Ephippiandra madagascariensis
- Conservation status: Least Concern (IUCN 3.1)

Scientific classification
- Kingdom: Plantae
- Clade: Embryophytes
- Clade: Tracheophytes
- Clade: Spermatophytes
- Clade: Angiosperms
- Clade: Magnoliids
- Order: Laurales
- Family: Monimiaceae
- Genus: Ephippiandra
- Species: E. madagascariensis
- Binomial name: Ephippiandra madagascariensis (Danguy) Lorence
- Synonyms: Hedycaryopsis madagascariensis Danguy

= Ephippiandra madagascariensis =

- Genus: Ephippiandra
- Species: madagascariensis
- Authority: (Danguy) Lorence
- Conservation status: LC
- Synonyms: Hedycaryopsis madagascariensis Danguy

Species of flowering plant

Ephippiandra madagascariensis is a species of flowering plant endemic to Madagascar, where it is known as ambora.

==Range and habitat==
Ephippiandra madagascariensis is native to northern and eastern Madagascar. It grows in humid and subhumid lowland and montane forests, from sea level to 1,800 meters elevation. It is typically found on lateritic soils.
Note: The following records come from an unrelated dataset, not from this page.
PR #86, opened 2026-07-18
feat(live-sessions): "open terminal" button to focus a session's terminal window

JayantDevkar:
## Summary

Adds a button on the live session page that raises (focuses) the terminal window/pane the Claude Code session is running in.

The literal request — "take me to the terminal window" — can't be done by a browser link alone (a web page can't focus another app's OS window). But Karma runs **locally**: the API is on the same machine as the terminals. So the browser button calls the local API, which shells out to the platform's window manager. Two things had to be built, neither of which existed before: **capturing** which terminal a session runs in, and **acting** on it from the API.

On macOS the focus is **exact-window**: the captured pid (the live `claude` process) is resolved to its tty at click time and AppleScript selects the precise Terminal.app/iTerm2 window+tab owning that tty — not just the app.

Design & spec: `docs/feature/open-terminal/spec.md` (included in this PR).

## Changes

- **hooks/live_session_tracker.py** — `resolve_terminal()` captures terminal identity at SessionStart (`TMUX`/`TMUX_PANE`, `TERM_PROGRAM`/`TERM_SESSION_ID`, `WINDOWID`, and the `claude` pid); any other hook event **backfills** it when missing, so pre-existing sessions become focusable on their next activity.
- **api/models/live_session.py** — new `TerminalInfo` model + `LiveSessionState.terminal` field.
- **api/schemas.py** — `TerminalInfo`, `TerminalFocusResult`, and `terminal` + computed `can_focus_terminal` on `LiveSessionSummary`.
- **api/services/terminal_focus.py** — best-effort, never-raises focus service: tmux (any OS); macOS **exact tab** for Terminal.app/iTerm2 via pid → `ps -o tty=` → AppleScript tty match, falling back to app activation (`osascript`) for other terminals or on any miss; `xdotool`/`wmctrl` (Linux X11).
- **api/routers/live_sessions.py** — `POST /live-sessions/{id}/focus-terminal`; threads terminal fields through `state_to_summary`.
- **frontend** — shared `TerminalFocusButton.svelte` (label + icon variants): labeled button in `ConversationHeader`, subtle icon button on the home live-sessions strip and the `/sessions` live section rows. List rows use a stretched-link pattern (button is a sibling of the row `<a>`, not nested), success/failure is announced via `aria-live` and conveyed by glyph shape (check/X) not color alone, and the POST is aborted on unmount / after 10s. Shown only when `can_focus_terminal` is true; new TS types. Reviewed by designer + code-review agents; all findings applied.
[...]

PR #92, opened 2026-07-21
fix(terminal-focus): reliable Terminal.app raise — retry + out-of-process verify, no miniaturize, honest cross-Space reporting

JayantDevkar:
## What happened

The "open terminal" button (#86/#87/#89) degraded from working in the morning to intermittent by afternoon (2026-07-21). Live systematic debugging against the running dashboard reproduced the failure through a real browser click and isolated three measured defects in the Apple_Terminal path of `terminal_focus.py` — all in the AppleScript layer, none in the #89 identity/lifecycle logic:

1. **Reorder-churn race** — `set index of window id X to 1` + `activate` genuinely fails ~40% of the time (measured 2/5) when it closely follows other window reordering, e.g. the user clicking the browser right before the button. The window server needs ~0.3–0.5s to settle.
2. **Stale in-script verification** — reading `id of front window` inside the same AppleScript run that mutated the order returned pre-mutation state in both directions during trials: false "not raised" *and* one false "raised" (fresh-process ground truth disagreed).
3. **Harmful miniaturize fallback** — on a verification miss, the miniaturize/un-miniaturize cycle restored the window to the *back* of the z-order. Observed live: the target went from front to index 7 (bottom), so a transient miss both reported failure and buried the user's window, making the next click start from a worse state.

Plus a fourth mechanism explaining the time-of-day pattern: **`activate` never switches macOS Spaces while Terminal has a window on the current Space**, so a raise can top the z-order while staying invisible to the user. As windows spread across Spaces during the day, more sessions silently fell into this mode (5 of 7 Terminal windows were off-Space when debugged).

## What this PR changes

- The Apple_Terminal raise script now *only* selects the tab, sets `index to 1`, and activates, returning the matched window id — no in-script verification, no miniaturize cycle, so a transient miss can no longer bury the target window.
- New `_focus_terminal_app_tab()` drives the raise from Python: up to 3 attempts with 0.15s settle each, verifying via a **separate** `osascript` process (`_TERMINAL_VERIFY_SCRIPT`), so verification reads are never stale-in-transaction.
- New cross-Space probe `_window_on_current_space()`: System Events enumerates only current-Space windows; if the raised window's title isn't there, the API returns `focused=false` with "the window is on another desktop or full screen — find it via Mission Control" instead of a false success. Titles are sanitized to stable ASCII (`_sanitize_title`) so Terminal's animated spinner glyphs and unicode dashes don't break the match between two reads.
- Probe failure (no Accessibility permission for System Events) degrades to trusting z-order — machines without that permission keep exactly the old success behavior, never a new failure.
- Exhausted retries return an honest `focused=false` ("could not be raised after 3 attempts — try clicking again") and never fall through to blind app activation.
- iTerm2, tmux, and Linux paths are unchanged; the tmux GUI-raise path picks up the same hardened Terminal.app mechanics automatically.

## How it was verified

- **TDD**: 7 new behavioral tests (separate-process verify, retry-on-stale-front, honest give-up, cross-Space honesty, permission fallback, glyph-tolerant matching, structural guard that the raise script contains no `miniaturized`/`front window`). The 5 core ones were watched failing against the old code for the right reasons before implementation. Focus suite: **53/53 pass**; ruff clean.
- **Full API suite**: 1771 passed. 6 failures are pre-existing and unrelated — `tests/api/test_background_shells_router.py` leaks real machine state (the endpoint reads the live `~/.claude_karma/metadata.db` instead of the test fixture DB; verified by rerunning one test and seeing real shell rows in the "empty DB" assertion).
- **Live, API layer**: under a churn harness (bury target at z-bottom, immediately POST `/focus-terminal`), the old code failed 2/5 one-shot raises; the fixed endpoint raised **5/5**, each confirmed against window-server ground truth from a fresh osascript process — not the API's own claim.
- **Live, full stack**: **3/3** real Playwright clicks on the dashboard button with the target window deliberately buried first — all returned `focused=true` and ground truth showed the window front at index 1. This is the exact browser-click scenario that failed before the fix.
- Both cross-Space clicks during testing reported truthfully (macOS genuinely switched Spaces in those runs and the window was verifiably visible after).

## Not in this PR (follow-ups)

- **Cross-Space refusal path live repro**: unit-tested but not staged live — the active Space kept legitimately changing under the user during testing, and when the raise lands, `focused=true` is correct. If the "another desktop" tooltip appears in real use, that's this path working as designed.
- **Background-shells test isolation**: the 6 pre-existing `test_background_shells_router.py` failures (real DB leaking into fixtures) need their own fix/ticket — untouched here.
- **Frontend**: no changes needed — `TerminalFocusButton.svelte` already surfaces `detail` as the button tooltip, so the new honest messages reach the user as-is.

https://claude.ai/code/session_01UVoojXY7ZuQc9LHBg76Ueb

---

## Component

- [x] API (FastAPI backend)

## Type

- [x] Bug fix

## Testing

- [x] API tests pass (`cd api && pytest`) — 53/53 focus suite; full suite 1771 passed, 6 pre-existing unrelated failures (see body)
- [x] Manually tested in browser — 3/3 Playwright churn trials, ground-truth verified

## Related Issues

Relates to #86, #87, #89 (terminal-focus series)

### DIFF
--- a/api/services/terminal_focus.py
+++ b/api/services/terminal_focus.py
@@ -16,6 +16,15 @@ which stores the claude process's tty (and iTerm session id / app bundle id)
 *while the process is alive*. Focus prefers those stored identifiers over a
 click-time pid lookup, so tab matching survives pid death and recycling.
 
+Terminal.app raising is racy: ``set index to 1`` genuinely fails ~40% of the
+time right after other window reordering (the window server needs ~0.3–0.5s
+to settle), and window-order reads *inside the mutating script* return stale
+values in both directions. The raise is therefore retried with settle
+delays and verified from a separate ``osascript`` process. ``activate`` also
+never switches macOS Spaces when the app already has a window on the current
+Space — a cross-Space window can top the z-order while staying invisible, so
+Space visibility is probed via System Events and reported honestly.
+
 Everything is best-effort and honest: if a window genuinely could not be
 raised, the result says ``focused=False`` with a human-readable reason
 instead of raising — or worse, raising the wrong window.
@@ -24,6 +33,7 @@ instead of raising — or worse, raising the wrong window.
 from __future__ import annotations
 
 import os
+import re
 import shutil
 import subprocess
 import sys
@@ -263,12 +273,12 @@ _TAB_SCRIPT_APPS: Dict[str, str] = {
 }
 
 # Per-app AppleScript to select the exact tab owning a tty. `{tty}` is
-# substituted with e.g. /dev/ttys006. Terminal.app ignores `set frontmost`,
-# but `set index to 1` reorders reliably (windows parked on other Spaces
-# silently ignore `set miniaturized`, which is why index comes first and the
-# miniaturize cycle is only a fallback). The outcome is VERIFIED: the script
-# reports "raised" only when the matched window really is frontmost after
-# the attempts; anything else reports "selected" so the API stays honest.
+# substituted with e.g. /dev/ttys006. Terminal.app's script only selects and
+# raises (`set index to 1` + activate) and returns the matched window id —
+# NO in-script verification (order reads are stale within the mutating
+# script) and NO miniaturize fallback (programmatic un-miniaturize restores
+# the window to the BACK of the z-order, burying what was just raised).
+# Verification happens in Python via a separate osascript process.
 _MAC_TAB_SCRIPTS: Dict[str, str] = {
     "Apple_Terminal": (
         'tell application "Terminal"\n'
@@ -288,19 +298,7 @@ _MAC_TAB_SCRIPTS: Dict[str, str] = {
         "        set index of window id matchedId to 1\n"
         "    end try\n"
         "    activate\n"
-        "    if id of front window is not matchedId then\n"
-        "        try\n"
-        "            set miniaturized of window id matchedId to true\n"
-        "            delay 0.4\n"
-        "            set miniaturized of window id matchedId to false\n"
-        "            delay 0.2\n"
-        "        end try\n"
-        "    end if\n"
-        "    if id of front window is matchedId then\n"
-        '        return (matchedId as text) & " raised"\n'
-        "    else\n"
-        '        return (matchedId as text) & " selected"\n'
-        "    end if\n"
+        "    return matchedId as text\n"
         "end tell"
     ),
     "iTerm.app": (
@@ -322,6 +320,34 @@ _MAC_TAB_SCRIPTS: Dict[str, str] = {
         "end tell"
     ),
 }
+
+# Raise verification, run as a SEPARATE osascript process — reads from the
+# script that mutated the order are stale (measured both false negatives and
+# false positives live). Returns "<front id>\n<target window name>".
+_TERMINAL_VERIFY_SCRIPT = (
+    'tell application "Terminal"\n'
+    "    return (id of front window as text) & linefeed & (name of window id {window_id})\n"
+    "end tell"
+)
+
+# System Events only enumerates windows on the CURRENT Space — exactly the
+# probe needed to tell "raised where the user can see it" from "topped the
+# z-order on another desktop". Requires Accessibility permission; failure is
+# treated as unknown and z-order is trusted.
+_SE_WINDOW_NAMES_SCRIPT = (
+    'tell application "System Events" to tell process "Terminal"\n'
+    "    set out to \"\"\n"
+    "    repeat with w in windows\n"
+    "        set out to out & (name of w) & linefeed\n"
+    "    end repeat\n"
+    "    return out\n"
+    "end tell"
+)
+
+# Post-churn, the first raise reliably fails; ~0.45s of settle almost always
+# lands it (measured 9/10, nearly all on the third attempt).
+_RAISE_ATTEMPTS = 3
+_RAISE_SETTLE_SECONDS = 0.15
 
 # Same shape, but matches an iTerm2 session by its unique id (the UUID from
 # ITERM_SESSION_ID). Survives pid death and recycling entirely.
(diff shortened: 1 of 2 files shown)


api/services/terminal_focus.py
```diff
@@ -288,19 +298,7 @@ def _focus_tmux(pane: str) -> Dict[str, Any]:
...
-        "            set miniaturized of window id matchedId to false\n"
-        "            delay 0.2\n"
-        "        end try\n"
-        "    end if\n"
-        "    if id of front window is matchedId then\n"
-        '        return (matchedId as text) & " raised"\n'
-        "    else\n"
-        '        return (matchedId as text) & " selected"\n'
-        "    end if\n"
+        "    return matchedId as text\n"
```
JayantDevkar, line 301: The raise script deliberately returns only the matched window id — the old script's in-script verification (`id of front window`) read stale state within the same Apple Event transaction (measured both directions: false "not raised" and one false "raised" that fresh-process ground truth contradicted), and its miniaturize fallback restored the window to the BACK of the z-order, burying the window it had just raised (observed live: target demoted from front to index 7). Verification moved to Python via a separate osascript process; the miniaturize cycle is gone entirely.

api/services/terminal_focus.py
```diff
@@ -323,6 +321,34 @@ def _focus_tmux(pane: str) -> Dict[str, Any]:
...
+    "    repeat with w in windows\n"
+    "        set out to out & (name of w) & linefeed\n"
+    "    end repeat\n"
+    "    return out\n"
+    "end tell"
+)
+
+# Post-churn, the first raise reliably fails; ~0.45s of settle almost always
+# lands it (measured 9/10, nearly all on the third attempt).
+_RAISE_ATTEMPTS = 3
```
JayantDevkar, line 360: Why 3 × 0.15s: under a reorder-churn harness (bury target, immediately raise), the one-shot raise failed 2/5; with this retry loop it recovered 9/10, with success almost always on attempt 3 — i.e. ~0.3–0.45s of total settle is what the window server actually needs. Fewer attempts measurably miss; more just adds latency to genuine failures. Worst-case happy path cost is one 150ms sleep before the first verify.

api/services/terminal_focus.py
```diff
@@ -323,6 +321,34 @@ def _focus_tmux(pane: str) -> Dict[str, Any]:
...
+    'tell application "Terminal"\n'
+    "    return (id of front window as text) & linefeed & (name of window id {window_id})\n"
+    "end tell"
+)
+
+# System Events only enumerates windows on the CURRENT Space — exactly the
+# probe needed to tell "raised where the user can see it" from "topped the
+# z-order on another desktop". Requires Accessibility permission; failure is
+# treated as unknown and z-order is trusted.
+_SE_WINDOW_NAMES_SCRIPT = (
```
JayantDevkar, line 345: System Events enumerates only windows on the user's CURRENT Space — that asymmetry (Terminal's own AppleScript sees all 7 windows, SE saw 2) is exactly the probe needed to distinguish "raised where the user can see it" from "topped the z-order on an invisible desktop". `activate` does not switch Spaces while Terminal has any window on the current Space, so without this probe the API reports success the user never sees — the main mechanism behind "worked in the morning, unreliable by afternoon" as windows spread across Spaces.

api/services/terminal_focus.py
```diff
@@ -414,6 +440,82 @@ def _parse_tab_result(
     }
 
 
+def _sanitize_title(title: str) -> str:
+    """Reduce a window title to stable ASCII (spinner glyphs animate between reads)."""
+    return re.sub(r"\s+", " ", re.sub(r"[^ -~]", "", title)).strip()
```
JayantDevkar, line 456: Why strip to printable ASCII: real Terminal titles look like `claude-karma — ⠐ Debug terminal session… — 142×43` — the braille spinner glyph animates between the Terminal read and the System Events read, so exact matching fails on live sessions (an AXRaise-by-name experiment failed 8/8 on precisely this). The em-dash and × also differ between the two APIs' renderings; ASCII-only comparison survives all of it. Collision risk (two identically-titled same-size windows) only affects which *message* is returned, never which window gets raised — matching is still by tty.

api/services/terminal_focus.py
```diff
@@ -414,6 +440,82 @@ def _parse_tab_result(
...
+    """Whether a window with this title is on the user's current Space; None = unknown."""
+    target = _sanitize_title(target_name)
+    if not target:
+        return None
+    try:
+        res = _run(["osascript", "-e", _SE_WINDOW_NAMES_SCRIPT])
+    except (subprocess.SubprocessError, OSError):
+        return None
+    if res.returncode != 0:
+        return None  # likely no Accessibility permission
```
JayantDevkar, line 479: Permission fallback consequence: if the API process lacks Accessibility permission for System Events, the Space probe returns None (unknown) and the z-order verification alone decides — which is exactly the pre-PR success criterion. So machines without the permission keep the old behavior; the new focused=false path can only trigger on a *confirmed* off-Space window, never on a probe failure.

api/services/terminal_focus.py
```diff
@@ -414,6 +440,82 @@ def _parse_tab_result(
...
+            return None  # no tab owns this tty — let the caller fall back
+        time.sleep(_RAISE_SETTLE_SECONDS)
+        front, name = _terminal_front_and_name(window_id)
+        if front != window_id:
+            continue  # settle race — reorder didn't take yet; try again
+        if _window_on_current_space(name) is False:
+            return {
+                "focused": False,
+                "method": "osascript-tab",
+                "detail": (
```
JayantDevkar, line 542: Why the cross-Space case returns immediately instead of retrying: front == window_id proves the raise itself took — retrying `set index to 1` cannot move a window between Spaces, so further attempts would just burn 300ms and return the same answer. Only the front-mismatch (settle race) case loops.

api/tests/test_terminal_focus.py
```diff
@@ -41,8 +41,16 @@ def _fake_run_factory(
...
+    front_ids=None,
 ):
-    """_run stub routing ps / is-running probes / tab scripts / activation."""
+    """_run stub routing ps / is-running probes / raise / verify / SE scripts."""
+    window_id = tab_stdout.split()[0] if tab_stdout.split() else ""
+    names = se_names if se_names is not None else (target_name,)
+    fronts = list(front_ids) if front_ids is not None else [window_id]
+    state = {"verify": 0}
 
     def fake_run(cmd):
```
JayantDevkar, line 61: Factory contract change for reviewers of the test diff: scripts are now routed by distinguishing content — `sessions of t` (iTerm2 one-shots, unchanged full "<id> raised" output), `tty of t is` (Terminal raise, bare id), `front window` (verify, "<front id>\n<title>"), `System Events` (current-Space titles). The `front_ids` sequence parameter is what lets tests script a stale front on attempts 1–2 and a landed raise on attempt 3.

JayantDevkar (commented):
Inline context for reviewers — one note per change area. All numbers below come from live measurement against the running dashboard during the debugging session that produced this PR.

the-non-expert (approved):

JayantDevkar:
## Review response + re-verification (head `68c1459`)

An internal review pass flagged a real gap in the Space-visibility probe: **`_window_on_current_space` matched windows by title alone**, and Terminal titles are not unique (every uncustomized idle tab is `-zsh — 80×24`). A same-titled window on the current Space could therefore fake visibility for a target sitting on another Space — a false `focused=true` in exactly the case the probe exists to report honestly.

**Done in `68c1459`.** Before choosing the fix I checked the reviewer's suggested alternative on the live machine: System Events exposes **no window id** (AX properties are role/title/position/size/subrole only), so exact-id matching is impossible. The probe now requires the SE `position`+`size` to equal the `bounds` Terminal reports for the exact target window id. Coordinate-system agreement was verified live before implementing: SE position = `x1,y1`, SE size = `x2−x1,y2−y1` (`0,69,1728,1117` ↔ `0,69 / 1728×1048` for the same window). A residual collision now requires a same-titled window at *identical position and size* on the current Space — and the geometry requirement also inertly rejects the phantom `AXUnknown` menu-bar-strip windows (empty title, `1728×33`) that System Events lists for Terminal.

Two smaller review notes, both accepted as-is:
- **Worst-case latency** (~35s if Terminal beachballs through 3×(raise+verify)+probe, each capped at 5s): accepted — the route is sync-def so it runs in FastAPI's thread pool and can't block other requests, and the frontend button already aborts its fetch at 10s. Normal-path cost is unchanged (~0.5s).
- The raise-script/verify-script split, escaping, and detail-string honesty all came back clean in the same review.

### Re-verification at `68c1459`
- Focus suite **55/55** (two new tests: same-title-different-geometry must report "another desktop"; phantom SE windows must never satisfy the probe). A mutation check — temporarily reverting the probe to title-only — made the new collision test fail, confirming it guards the regression it was written for.
- `ruff check` + `ruff format --check` clean (rebased onto @the-non-expert's `ef77a29` CI-format fix — thanks — and ran the same formatter on the new code).
- Live against the running dashboard post-rebase: `POST /focus-terminal` returned `focused=true` via an **earned** geometry+title match (verified the SE line `0,69,1728,1048|<title>` matches the Terminal-side bounds for the same window id — not the unknown-fallback path).

api/services/terminal_focus.py
JayantDevkar: Update at 68c1459: the collision caveat in this note is now stronger than written — after the review finding, the Space probe requires exact geometry (SE position/size == Terminal bounds for the target window id) in addition to the sanitized title, so a same-titled window no longer even changes which *message* is returned unless it also sits at identical position and size. Title sanitization itself is unchanged.

api/services/terminal_focus.py
JayantDevkar: Update at 68c1459: the probe emits "x,y,w,h|name" per window now, not bare names — visibility requires geometry + title to match (titles are not unique; review finding). Also verified live that System Events exposes no window id (AX properties are role/title/position/size only), which is why geometry is the disambiguator rather than an exact id match. Coordinate agreement verified live: SE position = x1,y1, size = x2−x1,y2−y1 of Terminal bounds.

JayantDevkar:
## Test-review response (head `167f7629`)

A second internal review pass (test-suite lens) came back **approve**: it independently confirmed all five pinned regression scenarios (in-script verify reintroduction, attempt count in both directions, cross-Space no-retry, SE-failure z-order trust, empty-raise fallback), checked every real script constant against the fake router for silent-swallow routing (none), and traced the three pre-existing tests touched by the factory rewrite (none weakened).

It flagged three non-blocking coverage gaps — all real, so they're closed rather than deferred. **Done in `167f7629`** (4 tests, no production changes):

- **Settle delay was never spied** — the sharpest one: deleting `time.sleep(_RAISE_SETTLE_SECONDS)` passed the entire suite while silently reintroducing the ~40% churn race this PR exists to fix. Now spied and wired to the constant; mutation-checked (removing the sleep fails the new test).
- **Truncated verify output** (front id line only) → visibility unknown → trust z-order. Pinned as `focused=true`.
- **Verify script erroring** (window closed between raise and verify, `Invalid index (-1719)`) → counts as not-raised, retries ×3, honest "could not be raised". Pinned.
- **Mid-loop `SubprocessError` from the raise script** → abandons the exact-tab path for the guarded app-activation fallback, never crashes or claims an `osascript-tab` success. Pinned.

Suite at head: **59/59**, `ruff check` + `ruff format --check` clean. No production code changed in this commit, so the live verification posted for `68c1459` still covers the head's runtime behavior.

There are 27 known subpopulations.

==Conservation and threats==
The species' forest habitat is under threat from shifting agriculture, firewood collection, charcoal production, fire, logging, and timber harvesting.

The species is found in many protected areas, including Ambositra Vondrozo Forest Corridor, Analamazaotra, Andohahela, Anjanaharibe Sud, Anjozorobe Angavo, Ankeniheny-Zahamena Corridor, Kalambatritra, Loky-Manambato, Makira, Manongarivo, Marojejy, Montagne d'Ambre (including Amber Forest Reserve), Nosy Mangabe, Ranomafana, and Zahamena.

==Uses==
Its timber is used for fine carpentry.